In questo caso, spiegano da Truth Hounds, l’incriminazione riguarderebbe una lista di persone fisiche russe individuate, dopo tutte le opportune ricerche, come esecutrici materiali dell’esplosione e del danneggiamento della diga, a partire dalla leadership della 205esima Brigata di fucilieri motorizzati e del Comando del Gruppo "Dnepr", fino alla più alta leadership militare e politica della Russia. Si tratterebbe della prima volta che un atto largamente riconosciuto dalla comunità internazionale come "ecocidio" potrebbe arrivare alla Corte penale internazionale. L'ecocidio non è ancora stato definito come crimine internazionale, ma su questo tema ci sono molte discussioni in corso.
Per ecocidio si intende la distruzione o il danneggiamento dell'ambiente naturale e degli ecosistemi provocati in modo intenzionale, grave e diffuso. Di recente l'Unione europea ha introdotto con una nuova direttiva il reato di ecocidio, che prevede fino a 10 anni di reclusione per chi commette crimini contro l'ambiente.
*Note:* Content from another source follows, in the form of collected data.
PR #1964, opened 2025-07-17
It adds `TransferManager` and `S3Adapter` classes.

fressi-elastic:
* It adds the new `list` and `put` methods to the `Adapter` interface.
* It introduce a new high level `TransferManager` class used to orchestrate storage transfers that:
  * it controls transfer creation
  * it periodically monitors transfers in progress o print statistics and to control the maximum number of connections allowed for each transfer.
* It introduces the new `S3Adapter` class to allow transfers using the boto3 client libraries for AWS storage services.
* It updates configuration documentation.

### DIFF
--- a/docs/configuration.rst
+++ b/docs/configuration.rst
@@ -122,10 +122,7 @@ storage
 This section defines how client is configured to transfer corpus files. The main
 advantages of this downloader implementation are:
 
-* It supports configuring mirrors servers to download files from there instead of the original source URL. There could
-  be multiple services from where download files. The client will load balance between these services giving priority
-  to those servers with the lower latency. In case of failures reaching the mirrors services it will download files
-  from the original source server.
+* It supports configuring multiple mirror URLs. The client will load balance between these URLs giving priority to those with the lower latency. In case of failures the client will download files from the original URL.
 * It supports multipart downloading of pieces of files from multiple servers at the same time, increasing the impact of
   a failing network infrastructure. Those parts that experience errors downloading will be eventually re-downloaded from
   another server of from the original source.
--- a/docs/configuration.rst
+++ b/docs/configuration.rst
@@ -119,8 +119,23 @@ Define a secure connection to an Elastic Cloud cluster::
 storage
 ~~~~~~~
 
-This section defines how client is configured to transfer big files (I.E. track files) from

«Il caso della diga di Kakhovka è un catalizzatore per rivitalizzare il diritto ambientale», ha dichiarato Dmytro Koval, direttore legale di Truth Hounds. «Rappresenta un'opportunità fondamentale per trasformare le normative di diritto internazionale dormienti in deterrenti attivi contro i crimini ambientali. Collaboriamo per rafforzare l'efficacia del diritto ambientale, ampliandone la portata, migliorandone l'applicazione e promuovendone l'adesione universale».
(Foto Reuters in alto: la diga di Kakhovka distrutta dopo l'esplosione del 6 giugno 2023)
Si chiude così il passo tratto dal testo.